The AMT here is driven almost entirely by the ISO bargain element, income the taxpayer has not sold and may not have as cash. Some or all of the AMT paid becomes a minimum tax credit usable in future years, but the cash squeeze in the exercise year is real. Modeling the exercise size against the phaseout can keep AMTI under the threshold. For equity compensation planning, our explainer on the Section 83(b) election covers a related timing decision for founder and restricted stock.
Frequently asked questions
Who has to pay the alternative minimum tax in 2026?
Taxpayers whose tentative minimum tax on Form 6251 exceeds their regular tax owe AMT. In 2026, that group skews toward people with large ISO exercises, high state and local taxes, private activity bond interest, or AMTI above the $500,000 (single) or $1,000,000 (joint) phaseout thresholds. Most taxpayers below those levels with ordinary income are unaffected.

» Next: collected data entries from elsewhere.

Issue #1579, opened 2021-12-09
C-W stopped working in the prompt


Gelio:
### Description

`<C-W>` in insert mode is often used to remove the current word. It used to work in the Telescope picker. I recently noticed it stopped working and instead it seems to work as-if it was not in Insert mode (invoking the regular `<C-W>` from normal mode).

### Neovim version

```markdown
NVIM v0.7.0-dev+697-g6063e07a0
Build type: RelWithDebInfo
LuaJIT 2.1.0-beta3
Compilation: /usr/bin/gcc-11 -U_FORTIFY_SOURCE -D_FORTIFY_SOURCE=1 -DNVIM_TS_HAS_SET_MATCH_LIMIT -O2 -g -Og -g -Wall -Wextra -pedantic -Wno-unused-parameter -Wstrict-prototypes -std=gnu99 -Wshadow -Wconversion -Wmissing-prototypes -Wimplicit-fallthrough -Wvla -fstack-protector-strong -fno-common -fdiagnostics-color=always -DINCLUDE_GENERATED_DECLARATIONS -D_GNU_SOURCE -DNVIM_MSGPACK_HAS_FLOAT32 -DNVIM_UNIBI_HAS_VAR_FROM -DMIN_LOG_LEVEL=3 -I/home/runner/work/neovim/neovim/build/config -I/home/runner/work/neovim/neovim/src -I/home/runner/work/neovim/neovim/.deps/usr/include -I/usr/include -I/home/runner/work/neovim/neovim/build/src/nvim/auto -I/home/runner/work/neovim/neovim/build/include
Compiled by runner@fv-az32-430
```

### Operating system and version

Ubuntu 20.04 LTS

### checkhealth telescope

```markdown
telescope: require("telescope.health").check()
========================================================================
## Checking for required plugins
  - OK: plenary installed.
  - WARNING: nvim-treesitter not found.

## Checking external dependencies
  - OK: rg: found ripgrep 13.0.0
  - OK: fd: found fd 7.4.0
```

### Steps to reproduce

1. `nvim -nu minimal.lua`
2. `:Telescope live_grep`
3. Type in any text in the prompt (e.g. `pack`)
4. Press C-W in insert mode

### Expected behavior

The word is removed and the picker is empty. Neovim remains in insert mode.

### Actual behavior

The cursor changes to a block. The word is not removed. It looks as if `<C-W>` from normal mode was executed (the window manipulation prefix).

[...]

PR #1650, opened 2022-01-03
feat: Add <C-w> to default mappings

davegallant:
As described in https://github.com/nvim-telescope/telescope.nvim/issues/1579, this adds `<C-w>` to the default mappings.

### DIFF
--- a/lua/telescope/mappings.lua
+++ b/lua/telescope/mappings.lua
@@ -34,6 +34,7 @@ mappings.default_mappings = config.values.default_mappings
       ["<M-q>"] = actions.send_selected_to_qflist + actions.open_qflist,
       ["<C-l>"] = actions.complete_tag,
       ["<C-_>"] = actions.which_key, -- keys from pressing <C-/>
+      ["<C-w>"] = { "<c-s-w>", type = "command" },
     },
 
     n = {


davegallant:
@tjdevries I've added this to the default mapping as described in https://github.com/nvim-telescope/telescope.nvim/issues/1579#issuecomment-1000969628.

Looks like this needs workflow approval.

lua/telescope/actions/init.lua
```diff
@@ -846,6 +846,12 @@ actions.remove_selected_picker = function(prompt_bufnr)
   end
 end
 
+--- Delete the word before the cursor.
+---@param prompt_bufnr number: The prompt bufnr
+actions.delete_word = function(prompt_bufnr)
+  vim.api.nvim_input "<c-s-w>"
```
tjdevries, line 852: The only thing might be that we should make sure we're in insert mode here (otherwise I don't think it would do anything, right?)

Conni2461: Can't we just add this mapping ?

```lua
        ["<c-w>"] = { "<c-s-w>", type = "command" },
```

The only question i have is what happens with 0.6.1

davegallant: Removed the action. You're right. It doesn't seem necessary.

As for 0.6.1, I'm not sure I have enough context to understand.

Conni2461: I meant neovim release 0.6.1. dont worry i just tested it

Conni2461 (approved):
Thanks :)

PR #1653, opened 2022-01-04
Xnorly buffer reload

xnorly:
After undoing commits with telescope's ```git_reset_branch``` function, the buffers do not reload and still show the old state. Therefore I added a ```restore_buffers``` function in actions/utils.lua, that does exactly that:

- reloading all the buffers with ```vim.cmd("bufdo e")```
- turn syntax on again with ```vim.cmd("syntax on")``` (because ```bufdo``` may turn off syntax to increase speed)
- show previously shown buffer with ```vim.cmd("b" .. currentBuff)``` (because with multiple buffers opened, ```bufdo``` will change the view and not return back to the previously shown buffer)

The ```restore_buffers``` function could also be used in other git functions. Which is why I added it to the utils module.

### DIFF
--- a/lua/telescope/actions/init.lua
+++ b/lua/telescope/actions/init.lua
@@ -550,6 +550,8 @@ local git_reset_branch = function(prompt_bufnr, mode)
   else
     print(string.format('Error when resetting to: %s. Git returned: "%s"', selection.value, table.concat(stderr, "  ")))
   end
+
+  action_utils.restore_buffers()
 end
 
 --- Reset to selected git commit using mixed mode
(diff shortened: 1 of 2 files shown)


tami5:
Interesting fix. I have auto-read enabled so when the file on disk changes the buffer gets  updated but this seems to be better way to avoid some errors, in particular, I'm interested to know what will happen in the following cases:

- buffers open but not saved yet.
- buffers open but no longer exists after a git command

Additionally, what other function do u think we should have this in.

Thanks for the detailed explanation

xnorly:
Hi tami5
Thanks for your answer.

I have no clue yet about how to treat the situations you mentioned.

Here are the other functions I think could make usage of the **restore_buffer** function:

JoseEscobarBendezu:
Any update ?

PR #1684, opened 2022-01-13
feat: make results pane of builtin `keymaps` more readable

daangoossens22:
Updated the result pane of the builtin picker `keymaps` to be more coherent with some other pickers by using the `|` to seperate information for each entry (e.g. like `commands`, `quickfix`). The width of the middle column is adjusted dynamically so the lhs of the keymap doesn't get cut off.

Before:
before

After:
after

Some feedback if everything is ok, would be nice, as I'm still a bit new to lua.

### DIFF
--- a/lua/telescope/builtin/internal.lua
+++ b/lua/telescope/builtin/internal.lua
@@ -955,30 +955,27 @@ internal.keymaps = function(opts)
   local modes = { "n", "i", "c" }
   local keymaps_table = {}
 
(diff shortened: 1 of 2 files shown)


Conni2461 (approved):
Thanks :)

Conni2461:
Can you fix the formatting issue?

daangoossens22:
Done

PR #1688, opened 2022-01-14
add offset encoding to vim.lsp.util.jump_to_location() call

p00f:


p00f:
earlier the function itself had one argument so this should not break anything

Conni2461:
Thanks :)

PR #1690, opened 2022-01-15
feat: add optional plugin picker

kuntau:
Make it easier to load optional plugin (`packadd`)


kuntau:
Uff.. first timer here.

> Auto-updates from CI

I need help with this

Conni2461:
We are currently not looking for new builtins

kuntau:
> We are currently not looking for new builtins

May I know why? This is just a simple vim command that I use all the time. It's much more convenient to have picker for them.

fdschmidt93:
As to why, much of is discussed here: https://github.com/nvim-telescope/telescope.nvim/issues/1228

kuntau:
> You could just create an extension for this I think

Sure, but it's just too small in functionality and code to be worth as extension IMO

max397574:
Then it would be a small extension ig

Conni2461:
I am sorry but i have to deny this PR. You should put this picker in your local config if it benefits you or create a small extension.

Still thanks for the PR :) and i am very sorry.

PR #2782, opened 2023-11-15
chore: add `pull_request` trigger on `docgen`

jamestrew:
`docgen` doesn't get ran on PRs from forks.
Not sure if this is on purpose.

### DIFF
--- a/.github/workflows/docgen.yml
+++ b/.github/workflows/docgen.yml
@@ -4,6 +4,9 @@ on:
   push:
     branches-ignore:
       - master
+  pull_request:
+    branches:
+      - master
 
 jobs:
   build-sources:


Conni2461:
I dont know if that fixes it. because i dont get why it isnt even working.

I always work on my fork and it works for me (i know "works for me" is infamous). example: https://github.com/nvim-telescope/telescope.nvim/pull/2256

jamestrew:
I'm gonna merge this in to give it a try.
I can't manually run docgen locally anymore and it seems like the docgen workflow isn't running at all for non-member contributors.

jamestrew:
It _seems_ to trigger now but now getting permission issues...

What is the AMT exemption for 2026?
For 2026, the AMT exemption is $90,100 for single and head of household filers, $140,200 for married filing jointly, and $70,100 for married filing separately. The exemption phases out at 50 cents per dollar of AMTI above $500,000 (single) or $1,000,000 (joint), so it disappears entirely at roughly $680,200 and $1,280,400 of AMTI respectively.
What are the AMT tax rates?
The AMT applies two rates. After subtracting the exemption, AMTI is taxed at 26% up to $244,500 ($122,250 for married filing separately) and at 28% above that. These flat rates replace the regular progressive brackets inside the AMT calculation, and long-term capital gains generally keep their preferential rates through Part III of Form 6251.
How do incentive stock options trigger AMT?
Exercising an ISO and holding the shares creates no regular taxable income, but the spread between the strike price and fair market value (the bargain element) is an AMT preference item added to AMTI. A large exercise can push AMTI over the phaseout threshold and generate AMT on gains you have not sold. AMT paid may return later as a minimum tax credit on Form 8801.
What changed for AMT under OBBBA?
The One Big Beautiful Bill Act (section 70107), enacted in July 2025, made the higher exemption amounts permanent but reset the phaseout thresholds to $500,000 (single) and $1,000,000 (joint) and doubled the phaseout rate from 25% to 50%, effective in 2026. Exemption levels are protected, but high earners lose the exemption faster than under prior law.
What form do I use to calculate the AMT?
You use IRS Form 6251, Alternative Minimum Tax, Individuals, filed with Form 1040. It computes AMTI, applies the exemption and phaseout, and sets tentative minimum tax at the 26%/28% rates. If you paid AMT because of ISOs or other timing items, Form 8801 tracks the minimum tax credit you may claim in future years.
Is the AMT the same as the regular income tax?
No. The AMT is a parallel system that disallows deductions the regular tax allows (such as SALT and the standard deduction), adds back preference items like the ISO bargain element, and applies flat 26%/28% rates against a larger base. You pay the higher of your regular tax or the tentative minimum tax, never both in full.
Reviewed by The Ledgerism Editorial Team. Last reviewed: July 2026.